Andrea Offermann

Andrea Offermann »The Ship Sank« Tusche/Finelinerzeichnung auf Clayboard mit Öllasuren ca. 20,3 cm x 25,4 cm
Andrea Offermann »The Ship Sank« Tusche/Finelinerzeichnung auf Clayboard mit Öllasuren ca. 20,3 cm x 25,4 cm

»The Ship Sank«

Das Bild »The Ship Sank« ist eines von vier Bildern aus einer Serie, die ich 2006 für einen Wettbewerb gemalt habe. Das Buch »Schiffbruch mit Tiger« von Yann Martel hatte gerade den Booker Prize gewonnen, und der Verlag Canongate Books hatte zusammen mit der Times London beschlossen, einen Wettbewerb auszuschreiben, um das Buch zu illustrieren.

Ich hatte das Buch gerade gelesen und war begeistert davon. Als ich von dem Wettbewerb hörte, war sofort klar, daß ich mitmachen wollte, und welche Szene ich malen wollte.

In einem der Schlüsselmomente des Buches geht der Überseedampfer, auf dem Pi mit seiner Familie und deren Zoo nach Kanada fährt, unter, und mit dem Schiff Pis Familie und fast der ganze Zoo. Pi rettet einige Tiere, darunter einen Tiger, in sein Rettungsboot, mit dem er über 200 Tage lang auf dem Meer sein wird.

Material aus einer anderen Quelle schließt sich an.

PR #3489, opened 2018-01-04
integrated Korath ramscoop

Nescio0:
Because all Kor Sestor and Kor Mereti ships have an integrated ramscoop (of 3), it would make sense the ordinary Korath ships (Raider and Worldship) would have an integrated ramscoop as well. This patch assigns them a value of 2 (double the ordinary Ramscoop, half the Wanderer Ramscoop). 
This would also remove the need for them of using Deep Sky's ordinary Ramscoop.

### DIFF
--- a/data/korath ships.txt
+++ b/data/korath ships.txt
@@ -25,6 +25,7 @@ ship "Korath Raider"
 		"outfit space" 721
 		"weapon capacity" 284
 		"engine capacity" 159
+		"ramscoop" 2
 		weapon
 			"blast radius" 250
 			"shield damage" 3600
@@ -39,7 +40,6 @@ ship "Korath Raider"
 		"Systems Core (Medium)"
 		"Large Heat Shunt" 2
 		"Small Heat Shunt"
-		"Ramscoop"
 		"Korath Repeater Rifle" 196
 		
 		"Thruster (Planetary Class)"
@@ -75,7 +75,6 @@ ship "Korath Raider" "Korath Raider (Hyperdrive)"
 		"Systems Core (Medium)"
 		"Large Heat Shunt" 2
 		"Small Heat Shunt"
-		"Ramscoop"
 		"Korath Repeater Rifle" 196
 		
 		"Thruster (Planetary Class)"
@@ -146,6 +145,7 @@ ship "Korath World-Ship"
 		"outfit space" 778
 		"weapon capacity" 314
 		"engine capacity" 165
+		"ramscoop" 2
 		weapon
 			"blast radius" 400
 			"shield damage" 8000
@@ -159,7 +159,6 @@ ship "Korath World-Ship"
 		"Triple Plasma Core"
 		"Systems Core (Large)"
 		"Large Heat Shunt" 2
-		"Ramscoop"
 		"Korath Repeater Rifle" 150
 		
 		"Thruster (Planetary Class)"
@@ -216,7 +215,6 @@ ship "Korath World-Ship" "Korath World-Ship A (Jump)"
 		"Triple Plasma Core"
 		"Systems Core (Large)"
 		"Large Heat Shunt" 2
-		"Ramscoop"
 		"Korath Repeater Rifle" 150
 		
 		"Thruster (Planetary Class)"
@@ -242,7 +240,6 @@ ship "Korath World-Ship" "Korath World-Ship B (Jump)"
 		"Triple Plasma Core"
 		"Systems Core (Large)"
 		"Large Heat Shunt" 2
-		"Ramscoop"
 		"Korath Repeater Rifle" 150
 		
 		"Thruster (Planetary Class)"
@@ -268,7 +265,6 @@ ship "Korath World-Ship" "Korath World-Ship C (Jump)"
 		"Triple Plasma Core"
 		"Systems Core (Large)"
 		"Large Heat Shunt" 2
-		"Ramscoop"
 		"Korath Repeater Rifle" 150
 		
 		"Thruster (Planetary Class)"


tehhowch:
I'd make it 1. The Raiders are a much older design than the automata, and unlike the automata, do not stray far into uninhabited space. There's always fuel to be had when plundering it from your enemies, after all.

data/korath ships.txt
```diff
@@ -25,6 +25,7 @@ ship "Korath Raider"
 		"outfit space" 721
```
tehhowch: You should also adjust the outfit space, perhaps by half (if you go down to 1 integrated scoop) or in full if you keep the new scoop at 2.

data/korath ships.txt
```diff
@@ -146,6 +145,7 @@ ship "Korath World-Ship"
 		"outfit space" 778
```
tehhowch: Same as the Raider.

KiLEdEnNis:
actually I'm fine with making their ramscoops 2, as they need it for survival, while the Automatons have it more as a "just in case"
or at least 1.5, I find 1 a bit low

Nescio0:
The suggested value of 2 is a compromise between, on the one hand, that ordinary Korath technology is possibly not as sophisticated as Mereti or Sestor (which isn't brand new either), and, on the other hand, that all Korath technology is typically far more powerful (though highly inefficient) than any human counterparts.
Besides, the Korath Raider's jump drives consume fuel twice as quick, so they really need ramscoop. It's default fuel capacity (600) is just enough for three jumps, yet somehow they manage to raid Remnant territory, which is much further away, and presumably intend to return as well.

Although I think 2 is not unreasonable, 1.5 could be a compromise. And you're right the outfit capacity could probably be lowered somewhat.

data/korath ships.txt
Nescio0: +2 outfits, -2 mass, to get 20 free space? (See Raider reply)

data/korath ships.txt
Nescio0: How about -6 outfits, +6 mass? This would result in free space going to 20/715, enough to fit two additional fuel pods or a hyperdrive alongside a jump drive (or vice versa).

Tadrix:
Great change.

I happen to think that ramscoop 2 for Raiders is a perfect spot — less than drones, more than humans. 

Korath are Tier 2 after all. Remnant are less developed and they have ramscoops 1,8 times better than human basic ones (per t). Even Catalytic Ramscoops are almost as good (1,7 per t). So ramscoop 1,5 (1,2 times better than basic human model) for Korath sounds too low to me.

Startome:
I agree either 1.5 or 2 sound like solid choices.

Also agree some tradeoff needs to be done in the name of balance, taking a few outfit space, a small fee, sounds entirely reasonable.

Good PR.

tehhowch:
One issue not yet discussed is that the removal of the Ramscoop outfit from `Korath Basics` means that a player who makes it into Efreti space will be unable to purchase a ramscoop from the Quarg-protected worlds.
This means that a player could obtain a Jump Drive by plundering a Raider, but no longer be able to source a ramscoop (as it would be unavailable to be plundered from the Raider, and also unable to be locally bought).

My suggestion is to then create a "Korath Ramscoop" outfit for the Raider and the World-Ship at minimum. I think it should be a bit more mass-efficient than the Emergency Ramscoop (as the Korath have had much more time than the Remnant to develop their technology), but considerably worse than the Wanderer Ramscoop (since the Korath aren't exactly known for efficiency). Alternately, it could be a worse than the Emergency Ramscoop (say, the same size and performance of the Deep's Ramscoop), but bring in some uniquely Korath traits - such as serving as a small source of cooling. If it has cooling or some other Korathy attribute, then it should probably not just be called "Korath Ramscoop" - maybe "Thermalizing Collector," etc. 

This outfit would then be available in "Korath Basics," allowing the player to both plunder a ramscoop outfit, and purchase one when on the edge of a large uninhabited region.

MCOfficer:
given how ramscoops (supposedly) work, using them as heat dissipator is a reasonable idea. although it kinda feels like something the wanderers would do, not the korath.

Nescio0:
> One issue not yet discussed is that the removal of the Ramscoop outfit from Korath Basics means that a player who makes it into Efreti space will be unable to purchase a ramscoop from the Quarg-protected worlds.
This means that a player could obtain a Jump Drive by plundering a Raider, but no longer be able to source a ramscoop (as it would be unavailable to be plundered from the Raider, and also unable to be locally bought).

I'm not sure there are actually any Raiders in Efreti space. Besides, you can only reach Korath space if you already have a jump drive. Furthermore, all ships over there have integrated ramscoops.

KiLEdEnNis:
@Nescio0 I'm sure Tehhowch knows that, I'm just not sure what exactly he meant by what you quoted

tehhowch:
>I'm not sure there are actually any Raiders in Efreti space. Besides, you can only reach Korath space if you already have a jump drive. Furthermore, all ships over there have integrated ramscoops.

There are no Raiders in Efreti space. There are, however, outfitters with `Korath Basics` as the sole source of outfits. This PR removes the ability of the player to obtain a Ramscoop from plundering Korath Raiders (where the player is also obtaining their Jump Drive) or Korath World-Ships.
This removal means that a player may begin exploring the large uninhabited regions of automata space without any kind Ramscoop outfit - or even knowing one exists, as they may not have reached the Deep.
image

My point is that this PR makes it much harder for a player to begin exploring the map, and much more likely for the player to run out of fuel in an uninhabited system with no way to speed up fuel collection beyond plundering hostile ships (a newly exploring player is not going to be capable of surviving an automata encounter long enough to disable and plunder them) or getting lucky and having a Quarg patrol enter their system *and stay long enough to be hailed*.

So, I suggest you replace the Ramscoop outfit with a Korath version, rather than switching to the integrated ramscoop (which i think is fine for the automata) and removing the Ramscoop from the `Korath Basics` sales list.

kikotheexile:
Im on board with the change, but feel the efreti need to have, for sale, their own version of a ramscoop. I also feel that the raiders should still have a chance to carry human and remnant scoops as variants for *both* gameplay and lore.

Nescio0:
Thanks for the explanation. I'm not sure how likely it is to happen, but it is a valid concern.

Brick63:
I can get working on a ramscoop if you guys want me to

PR #3491, opened 2018-01-04
Fix nan heat values

tehhowch:
The megacommit (24cab842a9f3a66c1b5fb862e1139707c9dd2ee4) that altered mass storage and ship regen introduced a bug that causes a ship without a given repair attribute to cause the ship to have nan heat values (and also incorrectly computed the `IdleHeat` and amount of heat to add for each repair function).

This PR fixes the nan heat bug by only updating the heat for a repair attribute if that repair attribute is nonzero.
The incorrect computations (wrong thermal mass in `IdleHeat`) and heat to add (doubly divided by the repair rate) are also fixed.
Some additional guards against attribute reads (e.g. `hull heat` is unneeded if `hull repair rate` is 0) are included.

### DIFF
--- a/source/Ship.cpp
+++ b/source/Ship.cpp
@@ -1394,13 +1394,15 @@ void Ship::DoGeneration()
 		// 4. Shields of carried fighters
 		// 5. Transfer of excess energy and fuel to carried fighters.
 		
-		double hullAvailable = attributes.Get("hull repair rate");
+		const double hullAvailable = attributes.Get("hull repair rate");
+		// "per hull point" heat and energy costs of hull repair.
 		double hullEnergy = attributes.Get("hull energy") / hullAvailable;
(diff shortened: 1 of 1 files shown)


endless-sky:
`DoRepair()` already bails out if the amount remaining is zero, so most of those extra checks are unnecessary - 7b4443c alone is enough to fix this.

tehhowch:
You're still dividing by the available amount twice when adding the heat. hullHeat is (total hull heat)/(max hull repair), making it heat per point. Then when you add the heat for the repair given, you multiple hull heat by the amount done (good), but then divide again by (max hull repair).

I added the extra bits to minimize attribute.Get() calls that we can know don't need to be done, and the const bit quickly signals intent regarding the quantities.

PR #3493, opened 2018-01-04
Consider target's heat level when picking targets

tehhowch:
1. If a target is extremely overheated, there are probably other ships around that are not overheated that can attack the ship - those targets should be attacked more preferably than a ship which is incapacitated for a significant period of time.

2. ~~Adds a visual conveyance of the degree ( :grinning: ) to which the player has been overheated, by segmenting the HUD's `heat` bar.~~ Adds a second overlay bar with the ship's excess heat (the heat which needs to be dissipated before the ship is no longer overheated). This information is not currently available, so if the player is extremely overheated but otherwise not disabled, they can get visual feedback of how long they have to wait before their ship will begin responding again.

<details><summary>After provoking 20 Doombats:</summary>

This image is pre-overlay bar:
image
</details>

### DIFF
--- a/data/interfaces.txt
+++ b/data/interfaces.txt
@@ -343,6 +343,11 @@ interface "hud"
 		dimensions 0 -192
 		color "heat"
 		size 2
+	bar "overheat"
+		from -13.5 403
+		dimensions 0 -192
+		color "medium"
+		size 2
 
 	# Targets.
 	anchor top left
--- a/source/AI.cpp
+++ b/source/AI.cpp
@@ -984,6 +984,9 @@ shared_ptr<Ship> AI::FindTarget(const Ship &ship) const
 			range -= 1000 * Has(*it, gov, ShipEvent::BOARD);
 			// Focus on nearly dead ships.
 			range += 500. * (it->Shields() + it->Hull());
+			// If a target is extremely overheated, focus on ships that can attack back.
+			if(it->IsOverheated())
+				range += 3000. * (it->Heat() - .9);
 			if((isPotentialNemesis && !hasNemesis) || range < closest)
 			{
 				closest = range;
--- a/source/Engine.cpp
+++ b/source/Engine.cpp
@@ -551,7 +551,7 @@ void Engine::Step(bool isActive)
 		info.SetBar("fuel", flagship->Fuel(),
 			flagship->Attributes().Get("fuel capacity") * .01);
 		info.SetBar("energy", flagship->Energy());
-		info.SetBar("heat", flagship->Heat());
+		info.SetBar("heat", min(1., flagship->Heat()));
 		info.SetBar("shields", flagship->Shields());
 		info.SetBar("hull", flagship->Hull(), 20.);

Diese Szene wird aus Pis Sicht beschrieben und konzentriert sich auf ihn, das Boot und den Tiger. Aber so viel mehr passiert hier, denn eine Unzahl von Tieren und Menschen kämpft um sie herum ums Überleben. Ich wollte sie als einen Teil der ganzen Szene darstellen und zeigen, was unter der Wasseroberfläche passiert, was Pi nicht sehen kann, aber fühlt.

Anstatt eine grausame Untergangsszene zu malen, beschloß ich, die Welt unter Wasser in einer Art Trancezustand darzustellen, denn Pi konzentriert sich hier nur auf Richard Parker, den Tiger, und versucht, alles andere auszublenden.

Diese Szene markiert auch den Beginn eines neuen Teils der Geschichte, der zum Schluß in zwei Versionen existiert. Ich möchte mit den zwei Ebenen in diesem Bild auch darauf hindeuten, daß unter der Oberfläche des Erzählten möglicherweise noch weitere Welten liegen.

Die Arbeit an einem Vorschlag für dieses Buch war sehr wichtig für mich, denn ich hatte völlig freie Hand und konnte experimentieren, sowohl was die Umsetzung des Textes betraf, als auch die Art und Weise, die Bilder zu malen.

Zu diesem Zeitpunkt hatte ich mein Studium gerade 6 Monate abgeschlossen, und entwickelte noch Arbeitsweisen und Stilfeinheiten. Für die Bilder dieser Serie arbeitete ich zum ersten Mal mit einer Kombination von Tuschezeichnung mit Öllasuren, was einen Effekt von Tiefe und Dreidimensionalität hervorrief, was sehr gut zu meinem Konzept passte.

Im Moment ist es selten, daß ein Roman für Erwachsene illustriert wird. Aber gerade diese Bücher können dem Illustrator durch ihre Vielschichtigkeit viel Raum bieten, um weitere Facetten der Geschichte hervorzuheben, und so die Erfahrung des Lesers zu vertiefen.